Fatima Djibo Sidikou is a Nigerien diplomat. Having served in a variety of diplomatic posts in the United States and at the United Nations Office at Geneva, she most recently served as Niger's ambassador to Senegal from 2019 to 2022.

== Career ==
Sidikou first joined the Ministry of Foreign Affairs in 1983.

From 2002 to 2012 she worked at the Nigerien Embassy in the United States, where she served as first counselor and chargé d'affaires. She also helped represent Niger at UNESCO from 2007 to 2012.

She became president of the Association of Pastoralists in Niger in 2012. The following year, she took over leadership of the Permanent Secretariat of the Rural Code, which supports agricultural producers.

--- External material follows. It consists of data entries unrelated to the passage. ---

PR #713, opened 2018-12-22
shorten morimv

wlammen:
@nmegill I am actually a bit puzzled about this theorem. Without further ado E\* x(ph -> ps) -> E \* x ps is provable from ax-1. morimv in its current form is overly specific, both in expression length and constraints. I suggest to remove it from the database, or at least rename it, since no distinct variable constraints are required.

### DIFF
--- a/discouraged
+++ b/discouraged
@@ -16333,6 +16333,7 @@ New usage of "mndoissmgrp" is discouraged (1 uses).
 New usage of "mndomgmid" is discouraged (3 uses).
 New usage of "mo3OLD" is discouraged (0 uses).
 New usage of "moOLD" is discouraged (0 uses).
+New usage of "morimOLD" is discouraged (0 uses).
 New usage of "morimvOLD" is discouraged (0 uses).
 New usage of "mp2ALT" is discouraged (0 uses).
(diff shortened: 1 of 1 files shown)


nmegill:
> @nmegill I am actually a bit puzzled about this theorem. Without further ado E* x(ph -> ps) -> E * x ps is provable from ax-1. morimv in its current form is overly specific, both in expression length and constraints. I suggest to remove it from the database, or at least rename it, since no distinct variable constraints are required.

Yes, your proof is much better.  At the time it was proved, moimi didn't exist.  The purpose of the theorem was to provide an analogue of one direction of 19.37v, pushing E* into an implication.  The "r" means "right side" as in the "r" of alrimiv.  Since it has never been used, I have no objection to deleting it.  Please go ahead and do so as part of this P.R..  Name your version morimOLD so as not to conflict with morimvOLD.  For the deletion entry at the top of set.mm, use "22-Dec-18  morimv --- obsolete; deleted - use morimi applied to ax-1".

nmegill:
>  "22-Dec-18 morimv --- obsolete; deleted - use morimi applied to ax-1".

I meant  "22-Dec-18 morimv --- obsolete; deleted - use moimi applied to ax-1".

PR #714, opened 2018-12-23
shorten dvelimhw

wlammen:
While I was looking at dvelimhw I noticed this small optimization.


nmegill:
It looks like I forgot about the hypotheses in the ax-12/13 swap. (:  I'll check the rest.  Thanks.

PR #729, opened 2019-01-08
replace an OLD theorem in proof

wlammen:


wlammen:
Shouldn't uniop be tagged with 'avoid depending on this detail'?

nmegill:
> Shouldn't uniop, uniopel be tagged with 'avoid depending on this detail'?

Of course it is preferable not to depend on the construction of ordered pairs when possible, but early theorems depend on it in an essential way.  In particular, we cannot compute the rank of some things without knowing exactly how ordered pairs are defined.  dmrnssfld and some subsequent existence proofs depend on these two theorems.  These theorems and proofs would of course have to be rewritten if we switched to an alternate ordered pair definition.

If you want to put in a comment like "We prefer to avoid this theorem when possible since it depends on the construction details of the ordered pair.", please go ahead.  I don't think we need to go all the way to "(New usage is discouraged.)" but if people feel strongly about it I won't object.

wlammen:
I noticed that some theorems (df-op, opid for instance) are marked this way, so I thought the above mentioned theorems should follow suit.

nmegill:
> I noticed that some theorems (df-op, opid for instance) are marked this way, so I thought the above mentioned theorems should follow suit.

This mark was added on Sep. 28, 2018 by David:
https://github.com/metamath/set.mm/pull/548
to 6 statements: df-op dfopif dfopg dfop opid elop opi1 opi2 opeqpr relop

It was initially "(New usage is discouraged.)" but was changed to the milder "(Avoid depending on this detail.)" after some discussion.  The "Avoid" mark isn't recognized by any software but is for humans.

If you want to put that phrase in uniop and uniopel, go ahead.  But as Mario indicates in that discussion, it is a "slippery slope".  E.g. 'show usage uniop/rec' lists 18610 proofs depending on it directly or indirectly.  Certainly we don't want to mark them all with "Avoid".  I suppose we could determine some "reasonable" properties other than opth that any ordered pair definition is expected to provide, such as existence when the arguments are proper classes.  This is a somewhat subjective judgment call, though.  I think a theorem such as dmex that depends on uniop would be considered a "reasonable" property that shouldn't be marked "Avoid", even though it can't be proved from opth alone.

Although I don't think the issue is terribly important, if someone wants to propose  additional theorems to mark with "Avoid" that's OK with me, as long as it isn't more than perhaps a dozen or so.

wlammen:
> ... if someone wants to propose additional theorems to mark with "Avoid" ...

No, I don't, it was just an observation.

I fell to sleep some three hours ago, nothing will follow here.

Issue #594, opened 2018-10-15
Request: Document how to "Intuitionize" in iset.mm's documentation


david-a-wheeler:
I would love to see the iset.mm documentation explain more about how to "intuitionize", including citations pointing to especially good books/papers and specific explanations of how to do it in metamath ("when you see X, you often need to convert to Y by following steps Z").  Pointing to a few examples of theorems that are especially good at explaining the changes (and how to do something similar) would be great.

This is probably especially a request to @jkingdon ... but anyone else's input would be welcome.

I am intrigued by intuitionistic logic, but I am hopelessly steeped in classical logic :-).  A little more explanation of what you have to change would be helpful for me, and probably for others.

jkingdon:
Hmm, if I gave some sketchy outlines, would that be enough for you to find references in iset.mm and turn it into documentation?

1. If you see pm2.61 you'll probably end up with two theorems for the two cases. In particular, if the cases were A e. _V and -. A e. _V you probably just care about the A e. _V case.

2. Non-empty almost always needs to be changed to inhabited.

3. If the original proof relied on propositional/predicate logic which isn't a theorem of intuitionistic logic, maybe there is a way of expressing it more directly (for example, keep things as E. rather than translating to A. and negation, e.g. cbvrexcsf , sbcrext ). This is perhaps the hardest one to put in cookbook form: sometimes I just try some things and see if anything works.

4. If you are dealing with a definition, try to find the best constructive definition from the literature (HoTT book, Stanford Encyclopedia of Philosophy, Brauer, etc). Once you pick a definition, that'll affect the proofs which rely on that definition.

5. If there is case elimination on whether variables are distinct, most of the time you just need the variant with distinct variables. Sometimes you can then remove the constraint with a temporary variable (e.g. the various sbco2* variants, nfrabya).

6. Sometimes one direction of a biconditional holds, or subset holds instead of equality. You might be able to keep the easy direction and worry about the other one later.

7. If your proof relies on dveeq2 try dveeq2or and likewise for the other things downstream of ax-i12 or ax-bnd . In these cases, and perhaps others involving disjunction, jaoi is your friend.

8. If your proof is doing tricky things perhaps in the interest of shortness, try just expanding the definitions and applying logic in a straightforward way. See if this gets you a working (although perhaps longer) proof.

9. If your proof relies on a biconditional in set.mm which isn't in iset.mm, see if one direction is in iset.mm and see which direction your proof is using. For example 19.35-1 or exnalim .

[...]

PR #732, opened 2019-01-14
Add intuitionization section to mmil.html

jkingdon:
This is the text which has been hanging out at #594 for a while.

@david-a-wheeler Do you have any comments on how to format this? I know you've been doing things with `.raw.html` files but I didn't fully understand how to work with them.

There's also a small change to add a few entries to the list of sample theorems.

### DIFF
--- a/mmil.html
+++ b/mmil.html
@@ -782,6 +782,18 @@ variables</A></LI>
 <LI>
 <A HREF="ordtriexmid.html">Ordinal trichotomy implies excluded middle</A></LI>
 
+<LI>
+<A HREF="findes.html">Mathematical (finite) induction</A></LI>
+
+<LI>Peano's postulates for arithmetic:
+<A HREF="peano1.html">1</A>
+<A HREF="peano2.html">2</A>
+<A HREF="peano3.html">3</A>
+<A HREF="peano4.html">4</A>
+<A HREF="peano5.html">5</A></LI>
+
+<LI><A HREF="nndc.html">A natural number is either zero or nonzero</A> (a special case of the law of the excluded middle which we can prove).
+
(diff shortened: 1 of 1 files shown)


nmegill:
Nice writeup!

jkingdon:
> Nice writeup!

The perfectionist in me keeps wanting to tweak it (maybe make it more explicit in places, maybe more references to examples in others). But on the whole, I agree, I'm relatively satisfied with this as a summary. I'd be glad to hear reactions, especially from people who are trying to use it to write proofs.

nmegill:
@jkingdon Since you have a lot of labels mentioned in your writeup, you may want to use @david-a-wheeler 's scripts (that are run once) to convert mmil.html to mmil.raw.html, then use the 'markup' command in metamath.exe to create mmil.html from it, keeping mmil.raw.html as the master.  David did this for mmset.html, letting us maintain with \` math \` and ~ label markup, and 'markup' will also make sure all labels and math symbols are consistent with iset.mm.  I'm sure you'll find mmil.html much easier to maintain with this, as I did for mmset.html (e.g. the recent axiom renumbering).

The 'linkify.py' script will convert existing label hyperlinks to ~ label.  David, what is the script to convert math symbols to \` ... \` ?  I notice that mmil.html uses Unicode symbols; does it work for them?  (If not, it shouldn't be too hard to do manual search and replace, but existing ones can be left as-is I suppose, at least temporarily.  An advantage to converting is that it will use the same XITS font as on the theorem pages.)

jkingdon:
> @jkingdon Since you have a lot of labels mentioned in your writeup, you may want to use @david-a-wheeler 's scripts (that are run once) to convert mmil.html to mmil.raw.html

I've made a stab at this at https://github.com/metamath/set.mm/pull/740

PR #733, opened 2019-01-19
shorten 2mo

wlammen:
Only looked at the 2nd half of the proof (from line 47 on, web page)


wlammen:
Credits to whom it belongs: I usually prove a theorem without looking at the current proof, to give completely different ideas a chance.  2mo was no exception.  I tried 2, 3 proof ideas on the reverse side of the equivalence, but ALL of them were longer than the current one. I only achieved this shortening by merging the best of all ideas.
Won't commit anything more today.
Wolf

PR #737, opened 2019-01-27
Add "First and second members of an ordered pair" to iset.mm

jkingdon:
The intuitionizing here is not difficult. Some theorems don't make it, but most of the needed changes are the usual intuitionizations.

Add `opelrng`, a counterpart to `opelrn`.

Also intutionize the section from `resfunexgALT` to `ofmresex`.  In set.mm these are in a section called "Finite induction (for finite ordinals)" (although I'm not sure they depend on finite induction). Some other parts of that section are in iset.mm already, but these ones seem to have slipped through the cracks.


david-a-wheeler:
Wow, that is an impressive amount of work.

I have no idea what "less curry" means, but my compliments to the chef. As in Curry-Howard?

nmegill:
Quotation to ponder:

The intuitionist overhearing with dismay the meanderings of some classicalist can always say:  "Poor fellow!  He actually thinks he is reasoning.  Still, there is some sense that can be made of his musings.  What he seems to be doing is assuming (without warrant) a bunch of excluded middles.  So I can charitably interpret him as constructing an enthymematic argument which can be made (intuitionistically) correct by adding the appropriate excluded middles as premisses."
- Anderson, Belnap, and Dunn, _Entailment_, vol. II (1992), p. 503

PR #740, opened 2019-01-28
convert mmil.html to mmil.raw.html

jkingdon:
Did I get this right? In particular, the file needs to be processed with the `/LABELS` option to the `MARKUP` command (or else the `~~` won't get unescaped into `~`), yet `regen-from-raw` does not specify that option unless it is passed in.

### DIFF
--- a/.gitignore
+++ b/.gitignore
@@ -1,2 +1,3 @@
 *~*
 mm.log
+*.demo.html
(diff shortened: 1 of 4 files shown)


david-a-wheeler:
I plan to take a look, but today is the first day of class (I teach graduate classes at George Mason University).  So I may not have a chance to look today.

david-a-wheeler:
On a quick glance it mostly looks good.

The CI fails with:

~~~~
?Warning:  Couldn't open or read the file "mmil.html".  The bibliographic
hyperlinks will not be checked for correctness.  The first one is "[Margaris]"
~~~~

You might want to modify .travis.yml to generate mmil.html early, the same way that mmset.html is generated early.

Sidikou was appointed permanent representative of Niger to the United Nations Office at Geneva in 2015. She has also simultaneously served as Nigerien ambassador to Switzerland, Austria, and Liechtenstein.

In 2019, she succeeded the late Hassane Kounou as Niger's ambassador to Senegal. She was later also accredited to represent her country in Guinea-Bissau in 2021. In 2022, she was replaced by Ambassador Abbami Ari.

== Personal life ==
A Fulani, Sidikou is from a pastoralist community in northern Niger. She is married to fellow diplomat Maman Sambo Sidikou. They have two children.